5G systems operate using antennas that concentrate signal energy in spot beams to overcome the signal distance losses that increase more quickly than in 4G. It’s critical to identify the right locations for access points such that every subscriber is covered with minimal overlap. It’s possible to test real-world installations and locations, but it’s time consuming and expensive. High-frequency, high-bandwidth measurement equipment is considerably more expensive, even cost prohibitive at times.
Getting a permit from a city council or other governing body to install a 5G antenna system can be an arduous process. Nobody wants to get approved for 10 mount locations and find out that 5 of them are non-optimal, so they need to go back to the drawing board and re-apply with the city. The key is to identify the right number of access points, in the right locations, to offer consistent coverage with the fewest number of access points possible.
All of these issues can be solved with a virtualized process. Can we let the computer show us how well we’re serving a city’s subscribers? Ansys and Keysight say yes.

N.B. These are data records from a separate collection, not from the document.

PR #354, opened 2026-06-22
Feat/customizable result colors

GabrielMalava:
This PR adds two improvements to the data experience:

1. Customizable result colors by data type: color query result values
   (numbers, text, dates, booleans) instead of rendering everything in a
   single color.
2. Better in-place editing: save pending grid edits with Cmd/Ctrl+S and
   make editing single-table SELECT results reliable.

## 1. Result colors by data type

You can now colorize query result cells based on their data type, with full
control over the colors.

- New Result Colors section under Settings → Appearance → General.
- Toggle to enable/disable colorization (off by default — values render as
  before).
- A color picker per type: **Number, Text, Date/Time, Boolean**, with a live
  preview and a "Reset to theme" button per type.
- Defaults follow the active theme's semantic colors; user overrides are saved
  in the app config and applied on top of any theme.
- Colors are applied only to plain data cells — edited/inserted/deleted rows
  and NULL keep their existing styling.

## 2. Editing improvements

Save with Cmd/Ctrl+S
- New `save_grid_changes` shortcut commits the active tab's pending changes,
  like TablePlus. It's rebindable and listed under **Settings → Keyboard
  Shortcuts**.

## Editable single-table SELECT results
- Editing query results is now validated against the table's real columns
  before building the UPDATE.
- Editing an aliased/computed column shows a clear message instead of failing
  with a cryptic `1054 Unknown column` error.
- If the primary key is missing from the result set, editing is blocked with
  guidance to include it (needed for a safe `WHERE` clause).
- Unsafe-to-edit queries (JOIN, DISTINCT, aggregates, UNION, subqueries,
  views) remain read-only, as before.


debba:
Really love it! Merging now! 🎉

If you'd like to support the project, we'd really appreciate it if you could:

- ⭐ Drop a star on the repo
- 💬 [Join us on Discord](https://discord.com/invite/K2hmhfHRSt) to chat, share ideas and get support
- 📱 Follow us on social to stay up to date with new releases

Thanks again, and welcome aboard! 🙌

Animation of the E-fields of a 28 GHz signal with 400 MHz bandwidth traveling from a phased array base station model into a city environment. The signal bounces off the street (bottom) and the wall of a facing building (right). Single frequency electric field is shown in the top left for 2 cut planes.
What does the future of the electronics industry look like?

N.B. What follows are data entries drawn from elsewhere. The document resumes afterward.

PR #355, opened 2026-06-23
fix: improve accessibility for screen reader users

### LINKED ISSUE #86: [Bug]: multiple accessibility problems
### Describe the bug

Tabularis has some accessibility problems for screen reader users. For the following, I used 0.9.6 on Windows 11 with the NVDA screen reader.

The biggest problem is the query editor.

1.  NVDA does not read any text entered into the field, making it impossible to review or edit a query. I had to use a different editor and then paste my query.
2. If I tried to type, I was jumped to a list of keyword suggestions. This caused NVDA to exit focus mode (the mode where the user can type instead of having letters interpreted as screen reader-specific navigation commands). This made for a jarring and frustrating experience. Of course, I quickly found that I couldn't review anything in the query field anyway.
3. I had to press control-enter to submit the query. That's fine, and I like when that command is used. The problem is that it was not stated anywhere, and there was no button to submit the query.

Other things I noticed:

* In the table of query results, every table cell is spoken as clickable. Normally, this indicates that an element that isn't normally actionable (td, span, p, and so on) will do something when clicked or when a screen reader user presses enter or space on it. Doing so on these cells, even the header cells, did nothing at all. Should it have sorted the results or something?
* When adding a connection, it would be nice if the test results were spoken using a live region, or gained focus automatically.
* In the list of all tables in the database, there is an unlabeled button after each table name that seems to open more details about it. This button needs a label, and ARIA should be used to indicate when a table's information is expanded or collapsed.

### To Reproduce

To reproduce, just use the application with NVDA on Windows. I suspect other platforms will run into similar problems.

### OS Version

Windows 11

### Tabularis Version

0.9.6

### Relevant Log Output

```shell

```

arturbent0:
- Enable Monaco editor accessibility support (accessibilitySupport: 'on') to allow screen readers to read typed text and prevent focus jumping to autocomplete suggestions
- Add aria-label and aria-keyshortcuts to Run button to announce keyboard shortcut to screen readers
- Add role, aria-sort, tabIndex and keyboard support to DataGrid column headers
- Add aria-live region to connection test result message
- Add aria-label and aria-expanded to sidebar expand buttons, convert clickable divs to semantic button elements

Fixes #86


NewtTheWolf (dismissed):
Thanks for tackling this — solid accessibility work! 🙏 The `div`→`button` conversions, the always-mounted `aria-live` region (exactly the right pattern so it actually gets announced), and the keyboard support on sort headers are all good, and the i18n is complete across all 8 locales. Typechecks clean.

Three small things — all **optional**, none blocking. Happy to merge as-is if you'd rather leave them:

1. **`aria-sort` (mentioned in the description but not in the diff)** — `src/components/ui/DataGrid.tsx` sort headers get `role`/`tabIndex`/`aria-label`, but not `aria-sort="ascending|descending|none"`, which is what actually announces the *current* sort state to a screen reader. Would round out exactly what the PR set out to do.
2. **Monaco `accessibilitySupport: 'on'`** forces screen-reader rendering for every user; the default `'auto'` already enables it when a screen reader is detected and is the recommended setting — worth considering `'auto'` instead.
3. **`aria-keyshortcuts="Control+Enter"`** is hardcoded, so on macOS (Cmd+Enter) the announced shortcut won't match.

Want to fold these in? Otherwise it's good to go from my side. 👍

arturbent0:
Thanks for the review @NewtTheWolf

The short answer: partnerships. After many years of competing, Ansys and Keysight see more ways to move the industry forward by working as a complementary pair.
“Between Ansys and our partners, we stand a chance at creating the first digital twin of a 5G network that can cooperate with an actual, living network,” said Shawn Carpenter, Program Director 5G & Space at Ansys.
Using the existing prototype, Ansys and Keysight can tell you what signals are transmitted and received, but it’s much harder to address the five or six network layers that might be involved when a subscriber pulls out their smart phone to use a navigational app. How do we identify the shortest route across the network to the Cloud? How do we get data to the Cloud while maintaining data integrity? What delays do we expect in getting data our handset requests?
Many of the data communications issues are simply outside Ansys HFSS’ purview. The environment we use for our electromagnetics modeling is fantastic for modeling antenna systems or radio frequency components, but it’s not designed to model complete cities with interconnected cars driving up and down the streets, drones flying through it, and aircraft flying over the top.
In 2020, Ansys acquired Analytical Graphics Incorporated (AGI), a specialist in multi-domain mission engineering. AGI has incredible capabilities that extend into the 5G space too. This prototype included a few subscribers, but the real world is a lot more dense, and AGI’s know-how will assist in evaluating complex networks and simulating at scale. AGI also partners with Scalable Network Technologies, a master at answering these kinds of questions. Just recently, Scalable Networks was acquired by Keysight. To entangle the knot even further, AGI already has an existing interface for their network modeling tools inside of Keysight’s STK Interface. Between Ansys, Keysight, AGI, Scalable Network Technologies, and our other complementary partners, we have what we need to simulate and emulate at scale, and we’ll continue to polish our workflow integration.